I’ve supported myself for the past decade with my side project - yvoschaap2
https://www.indiehackers.com/@yvo/how-ive-lived-the-4-hour-work-week-for-a-decade
======
ronilan
Great story from a great era.

And as I was reading this I was humming Springsteen to myself

 _" Glory days, well, they'll pass you by

Glory days, in the wink of a young girl's eye

Glory days, glory days"_

Turns out directlyrics doesn't have those lyrics. Google however returned them
at top of the search homepage.

And... wow!

TIL there is a version of this great song with a verse that was not included
in the original 80s version.

 _" My old man worked twenty years on the line

And they let him go

Now everywhere he goes out looking for work

They just tell him that he's too old"_

Here's the video: [https://youtu.be/P5-IoEcolp8](https://youtu.be/P5-IoEcolp8)

 _Glory days!_

------
Subetai
Great story.

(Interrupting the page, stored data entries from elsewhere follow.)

Issue #4159, opened 2024-11-13
Avatar not found


villcabo:
**Checklist**
- Have you pulled and found the error with `jc21/nginx-proxy-manager:latest` docker image?
  - Yes
- Are you sure you're not using someone else's docker image?
  - Yes
- Have you searched for similar issues (both open and closed)?
  - Yes

**Describe the bug**

When I delete a user who has performed operations such as add host, ssl certificates.

**Nginx Proxy Manager Version**

v2.12.1

**To Reproduce**
1. Create a user with the user administrator
2. Login with the created user
3. Create a certificate or host
4. With the administrator user, delete the created user.
5. Go to host or certificates and you will see the error “Cannot read properties of null (reading ‘avatar’)”

**Expected behavior**

**Screenshots**

![image](https://github.com/user-attachments/assets/f0b5c33f-828d-4276-ad7c-b3ac016ef594)

**Operating System**

Ubuntu 24.04

**Additional context**

shalafi99:
It seems this behavior was described under #2041

kerstenremco:
Added PR #4166 for this issue

Issue #2041, opened 2022-05-05
Hosts of a deleted user break the host list


v3ss0n:
Re-issued #1038  Because it is not fixed , and owner of that issue is not reopening .

This annoying bug breaks NPM rendering anyone unable to change , very bad for production environment.
Please consider looking into it.

damianog:
I can confirm this issue, after deleting an old admin user I get the error: Cannot read properties of null (reading 'avatar')

![image](https://user-images.githubusercontent.com/2786682/170830172-3b312a5a-d356-4b33-a61a-1f6558a77722.png)

@v3ss0n  have you got a solution to restore the Hosts list?

v3ss0n:
Only way is to go in and fix using SQL.

damianog:
OK I managed to enable the user by:
update user set is_deleted = 0 where is_deleted = 1;
in mysql db

So the issue depend on the avatar icon on the host list?
![image](https://user-images.githubusercontent.com/2786682/170835102-338fc221-4bd3-476b-9bfd-fe9e0f4ce96b.png)

The one with red spot is the undeleted user now only disabled.

@jc21 I whant to delete a secondary administrator user, but there are some proxy-host owned by this one.
How could I change the owner than?

danielclough:
I was able to reset the user by:
 1. entering database
 2. using db
 3. `UPDATE user SET is_deleted=1;`
 4. wait for restart (or manually restart)
 5. `UPDATE user SET is_deleted=0;`
 6. wait for restart (or manually restart)
 7. log in 
 
 Upon logging in the deleted user is back along with their hosts.
 
 There is probably a better way.

v3ss0n:
Thats shouldn't be the way , its a critical bug. We need a fix.

wbloos:
> I was able to reset the user by:
> 
>     1. entering database
> 
>     2. using db
> 
>     3. `UPDATE user SET is_deleted=1;`
> 
>     4. wait for restart (or manually restart)
> 
>     5. `UPDATE user SET is_deleted=0;`
> 
>     6. wait for restart (or manually restart)
> 
>     7. log in
> 
> 
> Upon logging in the deleted user is back along with their hosts.
> 
> There is probably a better way.

That is dangerous, because it will restore the admin user with the default username and password!! (admin@example.com/changeme)

etfz:
Just encountered this very unfortunate issue. Was able to recover by assigning the affected entries to a different owner.

[...]

PR #4166, opened 2024-11-15
Fix entries of a deleted user break the UI

kerstenremco:
Removed user (owner object) isn't passed to EJS. Included fallback icon and text
Fix for #4159 #2041


kerstenremco:
Hi @villcabo,

I can't reproduce this. I've tried to setup a user and a host, delete that user, but the hostslist is still rendering.
I even delete the whole userrecord in the database.

Can you provide steps to reproduce this?

SCR-20241125-osjd

kerstenremco:
accidentally closed this PR, see #4187

villcabo:
@kerstenremco Thanks it's working

frontend/js/app/nginx/access/list/item.ejs
peterlinkpr, line 1: Please, What is the exact location of this file?

PR #4179, opened 2024-11-22
Return generic auth error to prevent user enumeration attacks

### LINKED ISSUE #3873: Login: No relevant user found / Invalid password
Would it be a good practice to change the login screen error prompt to a generic one? Now it shows you if you have correct email or not when you try to login. 

Currently it gives these:
Wrong email: No relevant user found
Wrong password: Invalid password

maybe just a generic "error" or "try again" prompt for both?

tametsi:
When authentication fails, the generic error message "Invalid email or password" is returned. Thereby, no information about the existence of the user is given.

This prevents user enumeration attacks because the response for both scenarios is identical.

Fixes #3873

### DIFF
--- a/backend/internal/token.js
+++ b/backend/internal/token.js
@@ -5,6 +5,8 @@ const authModel  = require('../models/auth');
 const helpers    = require('../lib/helpers');
 const TokenModel = require('../models/token');
 
+const ERROR_MESSAGE_INVALID_AUTH = 'Invalid email or password';
+
 module.exports = {
 
 	/**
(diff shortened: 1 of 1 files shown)


niri81:
Since this fixes [CWE-204: Observable Response Discrepancy](https://cwe.mitre.org/data/definitions/204.html), I look forward to this being merged relatively quick as it is only a minor change in the code base directly influencing the security of NPM

HALOTSCH (approved):
LGTM

Issue #914, opened 2021-02-23
413 Request Entity Too Large


nfacha:
**Checklist**
- Have you pulled and found the error with `jc21/nginx-proxy-manager:latest` docker image? **Yes**
- Are you sure you're not using someone else's docker image? **Yes**

- If having problems with Lets Encrypt, have you made absolutely sure your site is accessible from outside of your network? **Yes, but not related**

**Describe the bug**
File uploads trigger `413 Request Entity Too Large`
Setting the advanced config `client_max_body_size 100m;` takes no effect and the problem persists

**To Reproduce**
1. Upload a larger file on a website going thru the proxy, 413
2. Set an appropriate `client_max_body_size`
3. try to upload again
4. See a 413

**Expected behavior**
`client_max_body_size ` would take effect and allow the upload as it does with regular nginx

**Screenshots**

Ey3scr34m:
I'm having the same issue.

centralhardware:
same issue when try to upload iso to proxmox

ichbinder:
Hi, I have found a solution. you can enter client_max_body_size in the costome file server_proxy.conf, then it works. You can read [here](https://nginxproxymanager.com/advanced-config/#custom-nginx-configurations) where and how to create the file.

Mano-Liaoyan:
At the Edit Proxy Host window, click Custom locations and click the gear button, set the following attributes to an appropriate value
<img width="374" alt="image" src="https://user-images.githubusercontent.com/43143420/149541530-8da43c8c-68a0-4fd3-8721-798ccb4362ab.png">

jenny787:
> Hi, I have found a solution. you can enter client_max_body_size in the costome file server_proxy.conf, then it works. You can read [here](https://nginxproxymanager.com/advanced-config/#custom-nginx-configurations) where and how to create the file.

I went into NPM docker files, I added the server_proxy.conf file and added this line:
"client_max_body_size 0;"

It still doesn't work.  I also tried adding it to seafhttp like the picture above and that didn't work either.  I still get 413 error.

jeffryjdelarosa:
I have the same issue

jenny787:
I have now tried this in all sorts of ways, and it never works.  Nothing seems to change the NPM behavior.  I thought it was something to configure on Seafile's side, but I tried it with different webdav servers and all of them will return 413.  There is no way to fix this.  Seems like there is something hardcoded in NPM.

[...]

PR #4217, opened 2024-12-09
client_max_body_size setting via UI

dreik:
Attempting to close ancient issue #914 

Probably not the ideal solution, potential improvements are to follow nginx [docs](https://nginx.org/en/docs/http/ngx_http_core_module.html#client_max_body_size) and allow this settings on both 

1. server level
2. host level
3. location level

As of now it is _only_ on host level


dreik:
not stale

PR #25523, opened 2024-12-03
fix: don't use mutable keys for forms cache

### LINKED ISSUE #25504: Form cache is corrupt and causes inconsistent processing
The `DbFormState` keeps an in-memory cache of `PersistedForm` by tenant id and form id to allow efficient in-memory access.
Unfortunately, the cache key is wrapping over a `DirectBuffer`: https://github.com/camunda/camunda/blob/6d0c27479f6a24745c90f352b18b5b7f33280a65/zeebe/engine/src/main/java/io/camunda/zeebe/engine/state/deployment/DbFormState.java#L312

At least in one commonly used code path, `FormCreatedV2Applier` supplies the full record to `storeFormInFormColumnFamily` which means that the cache key wraps over parts of this record. Since records are recycled, the buffer and thus the cache key mutates. This breaks the cache implementation which assumes immutable keys. 

As a result, the form cache and all features that rely on this cache cannot be trusted.

To reproduce, apply the following patch that simulates the record recycling in tests:

```patch
Index: zeebe/engine/src/test/java/io/camunda/zeebe/engine/state/appliers/AbstractFormCreatedApplierTest.java
<+>UTF-8
===================================================================
diff --git a/zeebe/engine/src/test/java/io/camunda/zeebe/engine/state/appliers/AbstractFormCreatedApplierTest.java b/zeebe/engine/src/test/java/io/camunda/zeebe/engine/state/appliers/AbstractFormCreatedApplierTest.java
@@ -35,6 +35,7 @@
   TypedEventApplier<FormIntent, FormRecord> formCreatedApplier;
 
   private MutableProcessingState processingState;
+  private final FormRecord formRecord = new FormRecord();
 
   @BeforeEach
   void setup() {
@@ -83,7 +84,8 @@
       final int version,
       final long deploymentKey,
       final String tenant) {
-    return new FormRecord()
+    formRecord.reset();
+    return formRecord
         .setFormKey(key)
         .setFormId(id)
         .setVersion(version)
```

and then run tests such as `shouldFindFormByFormIdAndDeploymentKey`.

lenaschoenburg:
This fixes a severe bug where we were using mutable `DirectBuffer`s as the key when caching forms. As a result, the cache was corrupt and could cause inconsistent processing.

To avoid this, we are now using immutable `String`s for form ids everywhere. This is not just safer but also easier to use as most call sites apart from tests were already handling them as `String` and we can now avoid wrapping them in a temporary buffer.

Fixes #25504

### DIFF
--- a/zeebe/engine/src/main/java/io/camunda/zeebe/engine/processing/bpmn/behavior/BpmnUserTaskBehavior.java
+++ b/zeebe/engine/src/main/java/io/camunda/zeebe/engine/processing/bpmn/behavior/BpmnUserTaskBehavior.java
@@ -242,7 +242,7 @@ public final class BpmnUserTaskBehavior {
   private Either<Failure, PersistedForm> findLatestFormById(
       final String formId, final String tenantId, final long scopeKey) {
     return formState
-        .findLatestFormById(wrapString(formId), tenantId)
+        .findLatestFormById(formId, tenantId)
         .<Either<Failure, PersistedForm>>map(Either::right)
         .orElseGet(
             () ->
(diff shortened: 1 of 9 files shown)


lenaschoenburg:
@koevskinikola Please double check that the backports are sufficient.

npepinpe (approved):

npepinpe:
I assume you omitted 8.3 on purpose?

koevskinikola (approved):
LGTM @lenaschoenburg 👍 

🙃 We can also consider removing the `getFormIdBuffer` method if it's not being used.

I worked as your competitor with metrolyrics about 5 years ago.
It was a lot more interesting than I thought it would be. I think you put the
correct amount of effort in, added some value and moved on nicely. Much kudos

------
empath75
I feel like starting a business with a massive theft of other people's
intellectual property isn't a great model to follow.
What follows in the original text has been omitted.